Ding Fangfang, Fan Fengqi, Ji Feng, Xu Hua
Department of Anesthesiology, Yueyang Hospital of Integrated Traditional Chinese and Western Medicine, Shanghai University of Traditional Chinese Medicine, Shanghai, China.
Front Med (Lausanne). 2025 Aug 22;12:1650218. doi: 10.3389/fmed.2025.1650218. eCollection 2025.
In the complex pathological context of mixed pain, where nociceptive, neuropathic, and nociplastic mechanisms coexist and interact, we present an innovative diagnostic and therapeutic model for refractory chronic scrotal pain (CSP) in a 49-year-old man. The pain originated from pudendal nerve entrapment secondary to piriformis scarring. Comprehensive evaluation revealed mixed pain mechanisms: neuropathic (lancinating pain, S2-S4 dermatomal hypoesthesia, and MRI-confirmed nerve compression), nociceptive (MRI-documented proven inflammation and mechanical stress exacerbation), and nociplastic (central sensitization with prolonged pain duration and psychological comorbidities). To address the stratified intervention needs of mixed pain, we implemented a mechanism-targeted strategy that included ultrasound-guided pulsed radiofrequency (PRF, 42 °C/240 s) at the inferior margin of the piriformis muscle to neuromodulate compressed nerves, perineural ozone/steroid injections to modulate the immunoinflammatory microenvironment, and citalopram to manage central sensitization, with complete pain resolution (VAS 8 → 0) sustained at 3-month follow-up. This case uniquely demonstrates how post-surgical piriformis scarring causes tripartite pain pathogenesis through neuro-immune-myofascial interactions, such as mechanical nerve compression, local inflammation, and subsequent central sensitization. The therapeutic strategy synergistically addressed all three cascades of mechanisms via C-fiber modulation, reduction of pro-inflammatory cytokines, and reversal of neuroplasticity. This study advances the understanding of CSP etiology beyond idiopathic causes by providing a reproducible mechanism-based precision model for mixed pain syndromes and advocating for multidisciplinary management that integrates interventional techniques, pharmacotherapy, and psychorehabilitation.
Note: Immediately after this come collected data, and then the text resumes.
PR #1885, opened 2023-04-12
control-service: add the frontend to helm

murphp15:
# What
Within the introduction of the frontend docker image we want it to appear when ppl visit the host url.

# How
In this PR we introduce:
1. a new deployment and service to support running the frontend. 
2. an ingress rule to send requests from the root of the host to the frontend and an ingress rule to send any requests for /data-jobs to the control-service. 
3. Support for reading the frontend docker image from a private repo which is something we need within VMWare. 
4. Update the control-service to the a newer version
5. add support for basic configuration of the frontend service e.g. how much cpu the deployment is given. 

What is not in this PR:
1. passing configuration to the frontend via properties or volumeMounts.

# How has this been tested
Locally

### DIFF
--- a/projects/control-service/projects/helm_charts/pipelines-control-service/templates/_helpers.tpl
+++ b/projects/control-service/projects/helm_charts/pipelines-control-service/templates/_helpers.tpl
@@ -88,6 +88,29 @@ Also, we can't use a single if because lazy evaluation is not an option
 {{- end -}}
 {{- end -}}
 
+
+{{/*
+Return the proper operations ui image name
+*/}}
+{{- define "operations-ui.image" -}}
+{{- $globalRegistryOverrideName := .Values.image.globalRegistryOverride -}}
+{{- $registryName := .Values.operationsUi.registry -}}
+{{- $repositoryName := .Values.operationsUi.repository -}}
+{{- $tag := .Values.operationsUi.tag | toString -}}
+{{/*
+Helm 2.11 supports the assignment of a value to a variable defined in a different scope,
+but Helm 2.9 and 2.10 doesn't support it, so we need to implement this if-else logic.
+Also, we can't use a single if because lazy evaluation is not an option
+*/}}
+{{- if $globalRegistryOverrideName }}
+    {{- printf "%s/%s:%s" $globalRegistryOverrideName $repositoryName $tag -}}
+{{- else if .Values.global.imageRegistry }}
+    {{- printf "%s/%s:%s" .Values.global.imageRegistry $repositoryName $tag -}}
+{{- else -}}
+    {{- printf "%s/%s:%s" $registryName $repositoryName $tag -}}
+{{- end -}}
+{{- end -}}
+
 {{/*
 Return the proper Control Service deployment builder image name
 */}}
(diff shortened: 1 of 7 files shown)


ivakoleva:
> Before this PR, if ingress was enabled the control-service was mapped to the root of the host url.
> After this PR,
> 
> frontend-ui is mapped to the root of the host url.
> control-service is mapped to /data-jobs

May you also elaborate on Swagger UI?

projects/control-service/projects/helm_charts/pipelines-control-service/templates/_helpers.tpl
```diff
@@ -244,6 +267,10 @@ Image Pull Secret in json format
     {{ include "buildImagePullSecretJson" (list .Values.image.registry .Values.image.registryUsernameReadOnly .Values.image.registryPasswordReadOnly) }}
 {{- end }}
 
+{{- define "operationsUiPullSecretJson" }}
+    {{ include "buildImagePullSecretJson" (list .Values.operationsUi.registry .Values.operationsUi.username .Values.operationsUi.password) }}
+{{- end }}
+
```
ivakoleva, line 273: I find those configs like `.Values.image.registryUsernameReadOnly` to be more understandable (due username or password are not suggesting what those are about)

murphp15: @ivakoleva I have now updated it to be `image.username`. Do you think that is descriptive enough? 
 
In fact I think my one is more descriptive. 

`.Values.image.registryUsernameReadOnly` it is unclear what image this username would be pulling. 


Whereas with my it is obvious that the username is for the image operationsUi. 

Mine is also more consistent with the rest of the image usernames and passwords. e.g 


```
{{ include "buildImagePullSecretJson" (list .Values.deploymentBuilderImage.registry .Values.deploymentBuilderImage.username .Values.deploymentBuilderImage.password) }}
```

projects/control-service/projects/helm_charts/pipelines-control-service/templates/ingress.yaml
```diff
@@ -16,7 +16,14 @@ spec:
...
       paths:
       - path: {{ .Values.ingress.path | default "/" }}
-        pathType: {{ .Values.ingress.pathType | default "ImplementationSpecific" }}
+        pathType: "ImplementationSpecific"
+        backend:
+          service:
+            name: {{ .Release.Name }}-ui
+            port:
+              number: 8091
+      - path: {{ .Values.ingress.path | default "/data-jobs" }}
```
DeltaMichael, line 25: So what's the full path to control service going to be exactly? I'd just like to avoid a situation where the url is `{host}:{port}/data-jobs/data-jobs`

DeltaMichael (approved):

murphp15:
> > Before this PR, if ingress was enabled the control-service was mapped to the root of the host url.
> > After this PR,
> > frontend-ui is mapped to the root of the host url.
> > control-service is mapped to /data-jobs
> 
> May you also elaborate on Swagger UI?

@ivakoleva  there is no impact on the swagger url as that starts with /data-jobs. 
In fact no endpoint urls for the control-plane are changed so I am going to remove the breaking-change section from the description.

projects/control-service/projects/helm_charts/pipelines-control-service/templates/ingress.yaml
murphp15: Yeah it will just be a single /data-jobs.

ivakoleva (approved):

在混合性疼痛的复杂病理背景下,伤害性、神经性和神经可塑性机制共存并相互作用,我们为一名49岁男性难治性慢性阴囊疼痛(CSP)提出了一种创新的诊断和治疗模型。疼痛源于梨状肌瘢痕化继发的阴部神经卡压。综合评估显示存在混合性疼痛机制:神经性(刺痛、S2 - S4皮节感觉减退以及MRI证实的神经受压)、伤害性(MRI记录的炎症和机械应力加重)和神经可塑性(疼痛持续时间延长和心理合并症导致的中枢敏化)。为满足混合性疼痛的分层干预需求,我们实施了一种针对机制的策略,包括在梨状肌下缘进行超声引导下的脉冲射频(PRF,42°C/240秒)以对受压神经进行神经调节,神经周围臭氧/类固醇注射以调节免疫炎症微环境,以及使用西酞普兰来管理中枢敏化,在3个月的随访中疼痛完全缓解(VAS从8降至0)。该病例独特地展示了手术后梨状肌瘢痕化如何通过神经 - 免疫 - 肌筋膜相互作用导致三方疼痛发病机制,如机械性神经受压、局部炎症以及随后的中枢敏化。治疗策略通过C纤维调节、促炎细胞因子的减少以及神经可塑性的逆转,协同解决了所有三个机制级联。本研究通过为混合性疼痛综合征提供一个可重复的基于机制的精准模型,并倡导整合介入技术、药物治疗和心理康复的多学科管理,推进了对CSP病因的理解,超越了特发性病因。